Recent archaeological findings from Brekinjova Kosa at Bojna near Glina in Lower Pannonia, including rich burial (golden spurs with mounting set, pendant with rock crystal, gold coin of Constantine V, clothing woven with gold threads) belonging to a local duke at Bojna, which have very similar analogies in Biskupija near Knin and Morpolača near Stankovci in Dalmatia, indicate it belonged to the Croats who spread control to the area around Sisak.

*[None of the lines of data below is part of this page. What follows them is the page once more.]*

PR #785, opened 2022-12-09
[MM-46451] Avoiding unnecessary CloudFlare requests

mirshahriar:
#### Summary

We will only update DNS records when changes necessitate it.

Steps:
- Get DNS records
- If there are no existing records, create a new one.
- If record already exists, only update if record is modified.

#### Ticket Link

Resolves [this ticket](https://mattermost.atlassian.net/browse/MM-46451)

#### Release Note

```release-note
NONE
```

### DIFF
--- a/internal/tools/cloudflare/dns.go
+++ b/internal/tools/cloudflare/dns.go
@@ -154,7 +154,7 @@ func (c *Client) upsertDNS(zoneNameList []string, dnsName, dnsEndpoint string, l
 		if *recordToUpdate.Proxied != *record.Proxied {
 			doUpdate = true
 		}
-	} else if recordToUpdate.Proxied != nil || record.Proxied != nil {
+	} else if recordToUpdate.Proxied != record.Proxied {
 		doUpdate = true
 	}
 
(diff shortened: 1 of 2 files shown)


internal/tools/cloudflare/dns.go
```diff
@@ -114,42 +114,64 @@ func (c *Client) CreateDNSRecords(dnsNames []string, dnsEndpoints []string, logg
...
+		doUpdate := false
+
+		if recordToUpdate.Content != record.Content || recordToUpdate.TTL != record.TTL {
+			doUpdate = true
+		}
+		if recordToUpdate.Proxied != nil && record.Proxied != nil {
+			if *recordToUpdate.Proxied != *record.Proxied {
+				doUpdate = true
+			}
+		} else if recordToUpdate.Proxied != nil || record.Proxied != nil {
```
fmartingr, line 148: Shouldn't this be: ?

```suggestion
		} else if recordToUpdate.Proxied != record.Proxied {
```

fmartingr (approved):
LGTM! 👍 I don't particularly like the anonymous function, but I like that all logic is still present on the same method with it.

mirshahriar:
>  I don't particularly like the anonymous function

We require a function to address memory leaks caused by `defer` calls.  This function has no other callers. That is why I made it anonymous. But you are right.

stafot (approved):

gabrieljackson (approved):
👍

Female dress earrings (grape-like made of precious metals) and else include "examples of the craftsmanship of Byzantine goldsmiths, presumably imported through one of the cities in Dalmatia which was under Byzantine rule", but "are known to have been found in Western Pannonia". Simpler jewellery of silver and bronze are S-type (typical of Sclaveni) and pseudo-S-type earrings, omega-type and star-shaped pendants of Byzantine origin, and many rings and necklaces. Rare containers made of antlers and engraved with iconography (two horned animals facing the tree of life between them) were also found only in Western Pannonia (Sopron and Zalavar, Hungary). Artifacts made of bone, alongside other mentioned, suddenly disappear with the introduction of the Christian burial since the mid-9th century, as well were abandoned pagan necropolises (nearby which emerge graveyards of Christian ritual), but there was no destruction, which indicate that the "adoption of Christianity by the Croats was effected without great social upheavals". Several archaeological findings and inscriptions dating to the late 8th and first half of the 9th century in the territory of early medieval Croatia show missionary activity of the Patriarchate of Aquileia.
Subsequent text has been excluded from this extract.